_Records supplied:_

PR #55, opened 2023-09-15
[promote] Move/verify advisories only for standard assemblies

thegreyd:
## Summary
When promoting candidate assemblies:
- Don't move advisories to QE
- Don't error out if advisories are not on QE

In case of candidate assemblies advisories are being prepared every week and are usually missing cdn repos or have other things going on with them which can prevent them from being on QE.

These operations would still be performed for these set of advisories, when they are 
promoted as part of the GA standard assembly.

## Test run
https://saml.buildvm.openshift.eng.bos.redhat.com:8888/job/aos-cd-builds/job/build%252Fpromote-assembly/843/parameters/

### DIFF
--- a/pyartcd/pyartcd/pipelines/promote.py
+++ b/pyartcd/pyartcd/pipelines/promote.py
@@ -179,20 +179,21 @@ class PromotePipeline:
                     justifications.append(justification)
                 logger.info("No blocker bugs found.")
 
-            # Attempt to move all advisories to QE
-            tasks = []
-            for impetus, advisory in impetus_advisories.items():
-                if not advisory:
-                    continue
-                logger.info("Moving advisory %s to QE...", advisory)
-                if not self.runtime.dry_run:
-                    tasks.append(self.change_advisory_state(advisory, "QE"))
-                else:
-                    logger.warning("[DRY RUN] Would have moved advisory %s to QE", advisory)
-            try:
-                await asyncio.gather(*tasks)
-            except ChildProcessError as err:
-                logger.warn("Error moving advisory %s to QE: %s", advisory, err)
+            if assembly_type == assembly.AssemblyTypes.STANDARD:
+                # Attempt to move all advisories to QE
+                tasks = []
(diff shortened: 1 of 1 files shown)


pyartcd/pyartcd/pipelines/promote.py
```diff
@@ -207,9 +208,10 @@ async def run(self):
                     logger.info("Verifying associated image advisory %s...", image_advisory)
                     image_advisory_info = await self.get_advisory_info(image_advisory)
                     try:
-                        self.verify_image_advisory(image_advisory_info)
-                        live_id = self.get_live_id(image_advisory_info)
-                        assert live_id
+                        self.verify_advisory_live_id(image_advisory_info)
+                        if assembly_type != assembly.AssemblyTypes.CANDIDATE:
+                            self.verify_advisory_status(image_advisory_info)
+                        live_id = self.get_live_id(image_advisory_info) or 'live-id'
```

_What is being asked:_
Retype exactly, please, each line from the line that contains "justifications.append(justification)" through the last line of the entries above, with nothing added.

_Result of this task:_
                     justifications.append(justification)
                 logger.info("No blocker bugs found.")
 
-            # Attempt to move all advisories to QE
-            tasks = []
-            for impetus, advisory in impetus_advisories.items():
-                if not advisory:
-                    continue
-                logger.info("Moving advisory %s to QE...", advisory)
-                if not self.runtime.dry_run:
-                    tasks.append(self.change_advisory_state(advisory, "QE"))
-                else:
-                    logger.warning("[DRY RUN] Would have moved advisory %s to QE", advisory)
-            try:
-                await asyncio.gather(*tasks)
-            except ChildProcessError as err:
-                logger.warn("Error moving advisory %s to QE: %s", advisory, err)
+            if assembly_type == assembly.AssemblyTypes.STANDARD:
+                # Attempt to move all advisories to QE
+                tasks = []
(diff shortened: 1 of 1 files shown)


pyartcd/pyartcd/pipelines/promote.py
```diff
@@ -207,9 +208,10 @@ async def run(self):
                     logger.info("Verifying associated image advisory %s...", image_advisory)
                     image_advisory_info = await self.get_advisory_info(image_advisory)
                     try:
-                        self.verify_image_advisory(image_advisory_info)
-                        live_id = self.get_live_id(image_advisory_info)
-                        assert live_id
+                        self.verify_advisory_live_id(image_advisory_info)
+                        if assembly_type != assembly.AssemblyTypes.CANDIDATE:
+                            self.verify_advisory_status(image_advisory_info)
+                        live_id = self.get_live_id(image_advisory_info) or 'live-id'
```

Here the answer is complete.